DIRECTIONS FOR THIS TASK ▸ Go through the material and return every line that contains the string "root".
# # # #
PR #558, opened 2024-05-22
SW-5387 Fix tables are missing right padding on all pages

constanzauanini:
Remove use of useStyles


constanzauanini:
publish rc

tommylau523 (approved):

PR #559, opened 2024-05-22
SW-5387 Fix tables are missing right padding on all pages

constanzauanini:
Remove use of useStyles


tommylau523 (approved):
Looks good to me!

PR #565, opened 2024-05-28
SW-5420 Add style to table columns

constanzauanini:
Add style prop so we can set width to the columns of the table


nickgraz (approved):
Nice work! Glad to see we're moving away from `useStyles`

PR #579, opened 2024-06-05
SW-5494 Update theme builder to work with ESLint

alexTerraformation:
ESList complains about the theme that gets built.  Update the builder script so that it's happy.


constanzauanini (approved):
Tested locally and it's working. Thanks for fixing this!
# # # #
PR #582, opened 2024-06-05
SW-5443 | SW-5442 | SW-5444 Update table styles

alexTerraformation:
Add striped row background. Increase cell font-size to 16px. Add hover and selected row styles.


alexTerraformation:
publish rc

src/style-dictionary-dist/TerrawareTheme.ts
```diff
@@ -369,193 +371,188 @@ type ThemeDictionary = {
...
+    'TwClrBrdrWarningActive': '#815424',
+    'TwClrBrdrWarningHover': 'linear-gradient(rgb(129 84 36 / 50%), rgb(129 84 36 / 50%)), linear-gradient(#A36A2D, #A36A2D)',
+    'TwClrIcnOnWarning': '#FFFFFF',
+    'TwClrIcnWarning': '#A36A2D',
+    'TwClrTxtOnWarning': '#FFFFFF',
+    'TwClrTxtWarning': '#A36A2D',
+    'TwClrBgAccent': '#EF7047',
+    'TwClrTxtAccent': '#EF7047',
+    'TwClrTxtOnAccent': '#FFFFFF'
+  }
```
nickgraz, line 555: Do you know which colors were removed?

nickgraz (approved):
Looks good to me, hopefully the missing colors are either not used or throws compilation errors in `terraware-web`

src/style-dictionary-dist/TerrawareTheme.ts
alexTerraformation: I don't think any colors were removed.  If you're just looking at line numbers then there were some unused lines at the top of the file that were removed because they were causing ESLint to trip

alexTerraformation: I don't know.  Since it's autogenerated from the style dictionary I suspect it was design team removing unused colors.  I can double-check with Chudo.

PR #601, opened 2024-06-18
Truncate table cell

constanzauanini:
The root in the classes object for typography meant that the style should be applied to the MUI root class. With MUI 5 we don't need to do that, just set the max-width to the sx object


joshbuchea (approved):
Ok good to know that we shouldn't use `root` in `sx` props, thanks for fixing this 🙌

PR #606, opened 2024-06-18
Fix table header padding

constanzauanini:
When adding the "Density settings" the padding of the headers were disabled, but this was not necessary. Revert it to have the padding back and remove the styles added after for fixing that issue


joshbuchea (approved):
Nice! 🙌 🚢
# # # #
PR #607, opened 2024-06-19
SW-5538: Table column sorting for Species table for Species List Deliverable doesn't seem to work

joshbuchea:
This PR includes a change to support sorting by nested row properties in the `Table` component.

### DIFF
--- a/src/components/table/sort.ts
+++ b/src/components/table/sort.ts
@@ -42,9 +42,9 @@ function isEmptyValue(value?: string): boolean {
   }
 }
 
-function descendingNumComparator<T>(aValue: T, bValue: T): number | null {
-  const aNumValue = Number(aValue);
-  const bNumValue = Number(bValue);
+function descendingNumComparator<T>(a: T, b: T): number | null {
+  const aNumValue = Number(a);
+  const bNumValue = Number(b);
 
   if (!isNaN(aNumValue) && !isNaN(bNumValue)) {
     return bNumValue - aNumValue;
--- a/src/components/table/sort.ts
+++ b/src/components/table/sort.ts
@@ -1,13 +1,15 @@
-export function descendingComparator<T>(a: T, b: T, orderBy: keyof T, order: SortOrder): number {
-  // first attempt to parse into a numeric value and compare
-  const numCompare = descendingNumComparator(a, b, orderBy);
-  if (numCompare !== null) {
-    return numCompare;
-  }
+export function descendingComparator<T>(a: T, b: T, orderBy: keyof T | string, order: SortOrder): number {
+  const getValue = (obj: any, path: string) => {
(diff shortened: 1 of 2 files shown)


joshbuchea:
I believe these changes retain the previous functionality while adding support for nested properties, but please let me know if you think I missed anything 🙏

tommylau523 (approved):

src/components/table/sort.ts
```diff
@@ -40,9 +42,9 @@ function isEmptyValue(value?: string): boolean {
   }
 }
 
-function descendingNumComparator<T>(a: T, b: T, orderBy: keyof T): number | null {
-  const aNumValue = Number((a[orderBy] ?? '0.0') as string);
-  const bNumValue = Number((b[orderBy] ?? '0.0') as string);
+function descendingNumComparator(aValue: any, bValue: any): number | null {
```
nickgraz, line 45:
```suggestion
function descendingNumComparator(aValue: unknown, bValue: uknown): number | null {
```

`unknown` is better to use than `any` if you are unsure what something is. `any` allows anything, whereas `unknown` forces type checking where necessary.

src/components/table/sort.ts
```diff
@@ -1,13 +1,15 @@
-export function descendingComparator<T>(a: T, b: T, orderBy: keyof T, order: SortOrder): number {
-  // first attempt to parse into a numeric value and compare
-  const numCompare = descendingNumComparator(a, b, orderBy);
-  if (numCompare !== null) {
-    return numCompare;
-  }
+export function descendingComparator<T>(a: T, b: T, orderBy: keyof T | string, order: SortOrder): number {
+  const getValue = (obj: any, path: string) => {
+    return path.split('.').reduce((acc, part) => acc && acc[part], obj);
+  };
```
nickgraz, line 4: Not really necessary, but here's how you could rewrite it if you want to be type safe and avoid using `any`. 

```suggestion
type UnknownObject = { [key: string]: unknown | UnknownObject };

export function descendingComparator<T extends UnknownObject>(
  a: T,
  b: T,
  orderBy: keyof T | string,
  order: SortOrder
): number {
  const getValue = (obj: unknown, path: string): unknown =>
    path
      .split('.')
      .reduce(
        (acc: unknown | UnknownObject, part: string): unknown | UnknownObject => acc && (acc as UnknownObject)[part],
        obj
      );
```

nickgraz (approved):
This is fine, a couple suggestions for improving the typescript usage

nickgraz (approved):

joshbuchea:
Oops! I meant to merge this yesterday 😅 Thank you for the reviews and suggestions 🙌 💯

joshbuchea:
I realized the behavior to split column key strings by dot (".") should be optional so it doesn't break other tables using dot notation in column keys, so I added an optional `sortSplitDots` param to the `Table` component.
# # # #
THE ANSWER ▸
The root in the classes object for typography meant that the style should be applied to the MUI root class. With MUI 5 we don't need to do that, just set the max-width to the sx object
Ok good to know that we shouldn't use `root` in `sx` props, thanks for fixing this 🙌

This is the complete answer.